The birds are certainly thankful. Most of my berries, without any help from me, are gone by Thanksgiving.

Autumn olive

While I welcome holly, cotoneaster, and viburnam berries in my garden I have other red berries that are a source of dismay and frustration. The first is autumn olive, Elaeagnus umbellata, which we bought from the Conservation District many years ago. I planted three or four at the edge of the lawn, happy that they were fast growing and produced berries for the birds. They actually produce berries for me too, but I have never used them even though many people cook them up into a jam.

It did not take us long to see that the wind, or the birds, were seeding autumn olive in the field east of our planting. Over the years our planting died out except for one remaining bush. We are trying to eradicate the autumn olives in the east field.

The other dismaying berries are hips of the pasture rose which was here before we bought our house. We are constantly removing these briary, prickery roses and it is a never ending battle. They are very pretty and I have used sprays of their small red hips in holiday decorations, but mostly I arm myself with a heavy shirt and dungarees and leather gloves and try and cut them back at the root. Again and again.

Shrubs that produce beautiful berries give our gardens a long interesting season, and may attract our beloved birds, but if we are wise, we will be careful when we make our choices. We don’t want to invite trouble when we plant for color and for the birds. ###

 

Between the Rows   October 29, 2011

Cranberries in the Garden

As I was baking cranberry bread yesterday, I remembered an interview I did  with Wil Kiendzior and his wife Louisa Sapienza about their cranberry beds. Cranberries are another perennial crop that can be added to your edible garden.

Wil Kiendzior started gardening when two things converged in his life.  His two daughters were born and he started teaching high school courses on ecology and the environment, using Rachel Carson’s Silent Spring as a text. His first gardens grew out of his concern about the dangers of chemical pesticides and herbicides, and concern for his daughters’ health and safety.

His daughters grew up and the gardens continue to grow.  Since his retirement last year from the Mohawk Trail Regional High School, where he taught environmental science courses for 33 years, he has spent a lot of time expanding his Buckland gardens.

Kiendzior and his wife Louisa Sapienza, whom he married in 2002, are trying to become as self sufficient in food as possible. In addition to the vegetable gardens which include such perennials as horseradish, rhubarb, comfrey and other herbs, Kiendzior and Sapienza have planted fruit trees, raspberries, blueberries. They have a sunroom which acts as a greenhouse where they can grow greens through the winter, and start seedling in the spring. They also keep bees and harvest honey.

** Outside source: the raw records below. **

PR #1208, opened 2026-04-24
Refactor authentication logic to implement functions hookable by plugins

sethwv:
## Related Issue

Closes #

## Checklist

- [ ] I have read the [CONTRIBUTING.md](../blob/dev/CONTRIBUTING.md) in full
- [ ] I agree to the [Contributor License Agreement](../blob/dev/CONTRIBUTING.md#contributor-license-agreement)
- [ ] I understand — line by line — every change in this PR and can explain it if asked
- [ ] This PR targets the `dev` branch
- [ ] No `console.log`, `print()`, debug statements, or commented-out code is left in the diff
- [ ] I have not reformatted or refactored code outside the scope of this change

### DIFF
--- a/apps/output/views.py
+++ b/apps/output/views.py
@@ -1959,12 +1959,21 @@ def xc_get_user(request, username=None, password=None):
     try:
         user = User.objects.get(username=username)
         custom_properties = user.custom_properties or {}
-        if custom_properties.get("xc_password") == password:
+        xc_password = custom_properties.get("xc_password", "")
+        # Blank xc_password means XC is disabled for this user
+        if not xc_password:
+            return None
+        if xc_password == password:
             return user
     except User.DoesNotExist:
         user = None
 
     # Plugin authentication hook fallback
+    # Skip if user exists but has blank xc_password (XC disabled)
+    if user is not None:
+        custom_properties = user.custom_properties or {}
+        if not custom_properties.get("xc_password", ""):
+            return None
     try:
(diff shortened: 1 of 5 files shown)


SergeantPanda (commented):
I made a couple minor changes. The check for blank xc_password would have never fired so I removed it (check happens earlier). Added username validation for the xc authentication (basically user returned has to match user request) this is probably not needed to be honest but seemed like it couldn't hurt.

I think it would be good to have this ability turned off by default as a system setting so users have to specifically allow it to function.

It may also be good to include an extra warning when either installing or enabling a plugin that has authentication abilities.

SergeantPanda (commented):
Also, please target the dev branch :)

SergeantPanda (changes requested):
~~Sorry it took so long to get back to you on this PR. We wanted to have an internal disscussion on this to see the direction we wanted to go.~~

~~We agree with you that there is an inconsistency with how we handle whitespace during account creation and during authentication which can leave accounts in a bad spot.~~

~~The direction we'd rather go with this is to actually continue stripping out whitespace on logins and also strip it out during account creation (both management commands and in the create super user frontend form).~~

~~If you want to take that on please let me know, otherwise we can take care of it.~~

~~Thanks again!~~

Edit: I submitted this to the wrong PR... Been a long day...

sethwv:
Will revisit this at a later time after some more thinking about implementation

PR #1214, opened 2026-05-01
restrict XC access per user by IP & CIDR allowlist

sethwv:
## Description

Extends per-user network access controls to cover all access types (M3U/EPG, Streams, XC API, UI). Admins can set IP/CIDR allowlists per user on the API & XC tab. If no ranges are set, the user inherits global network access settings. Requests from IPs outside a user's allowlist are rejected with 401.

The existing `network_access_allowed()` utility is extended with an optional `user` argument rather than adding a new check. Per-user restrictions are stored in `custom_properties['allowed_networks']` alongside existing user properties. No new model fields or migrations are required.

The global Network Access settings form is also updated to use tag-style inputs instead of a plain text field, making it easier to manage multiple CIDRs.

A management command `reset_user_network` is included to clear per-user restrictions if needed.

## How was it tested?

- Created a user with an XC password and set an IP/CIDR allowlist
- Confirmed XC API requests from an allowed IP succeed
- Confirmed requests from a non-allowed IP return 401
- Confirmed leaving the allowlist empty inherits global settings
- Confirmed CIDR and plain IP validation rejects malformed entries
- Confirmed existing global network access settings load correctly after the TagsInput conversion

## Checklist

- [x] Backend: no model changes, no migrations needed
- [ ] ~~Backend: new API endpoints appear correctly in the OpenAPI schema~~
- [ ] ~~Frontend: ESLint and Prettier pass cleanly (`npm run lint`, `npm run format`)~~
- [ ] ~~Tests are included for new functionality~~


SergeantPanda:
Looking this over and I think if we do a migration for this I'd rather it be more generic of a field. Maybe an "allowed_networks" jsonb field with an XC key under it. then it can be expanded out later if we want more granular control elsewhere.

I *think* I'm ok with the accounts being different for assigning CIDR networks, but I actually think the settings menu should be changed to match what you did as it looks nicer and is easier to read/understand for most users.

apps/output/views.py
```diff
@@ -1926,6 +1926,9 @@ def xc_get_user(request):
     if custom_properties["xc_password"] != password:
         return None
 
+    if not network_access_allowed(request, 'XC_API', user):
```
SergeantPanda, line 1929: Does it make more sense for the xc api's to include the user in the network_access_allowed so it doesn't have to run twice? 

I could see it either way (could move them all into xc_get_user for example)

apps/proxy/ts_proxy/views.py
```diff
@@ -572,6 +572,9 @@ def stream_xc(request, username, password, channel_id):
     if custom_properties["xc_password"] != password:
         return Response({"error": "Invalid credentials"}, status=401)
 
+    if not network_access_allowed(request, 'STREAMS', user):
```
SergeantPanda: Should this return a 403 for consistency? Maybe move it above the password check.

apps/proxy/vod_proxy/views.py
```diff
@@ -1031,6 +1031,9 @@ def stream_xc_movie(request, username, password, stream_id, extension):
     if custom_properties["xc_password"] != password:
         return Response({"error": "Invalid credentials"}, status=401)
 
+    if not network_access_allowed(request, 'STREAMS', user):
```
SergeantPanda: Same questions I have from ts_proxy

apps/proxy/vod_proxy/views.py
```diff
@@ -1065,6 +1068,9 @@ def stream_xc_episode(request, username, password, stream_id, extension):
...
```
SergeantPanda: And here

SergeantPanda (commented):
Overall looks pretty good, I made a few comments if you don't mind looking them over. I'm not saying I'm 100% correct (I didn't put a TON of thought into it). At face value, it seems like it should be changed but I can definitely be persuaded to keep it.

sethwv:
@SergeantPanda I think you're right here, I'm all for sticking to the paradigm. I'll get those staged.

SergeantPanda (commented):
Looks much better, thank you!

I'll play with it after the next release and merge if tests are OK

Sapienza said they are always working on soil building, liming the soil, digging in compost, manure, greensand and rock phosphate.

About six years ago, Sapienza, who loves cranberries, saw them listed in a catalog and suggested they grow some. Kiendzior was skeptical, but thinking about the benefits of another food crop and her enthusiasm he finally agreed.

It was a surprise to me to learn that it does not take a wet bog to grow cranberries.  In fact, they do not like saturated conditions, requiring just about as much water as any vegetable garden. What they do demand is full sunlight, and peaty, acid soil with lots of organic matter.

Kiendzior understood that perennial crops like cranberries need good soil preparation. He said he dug in lots and lots of peat moss, sand and fertilizers.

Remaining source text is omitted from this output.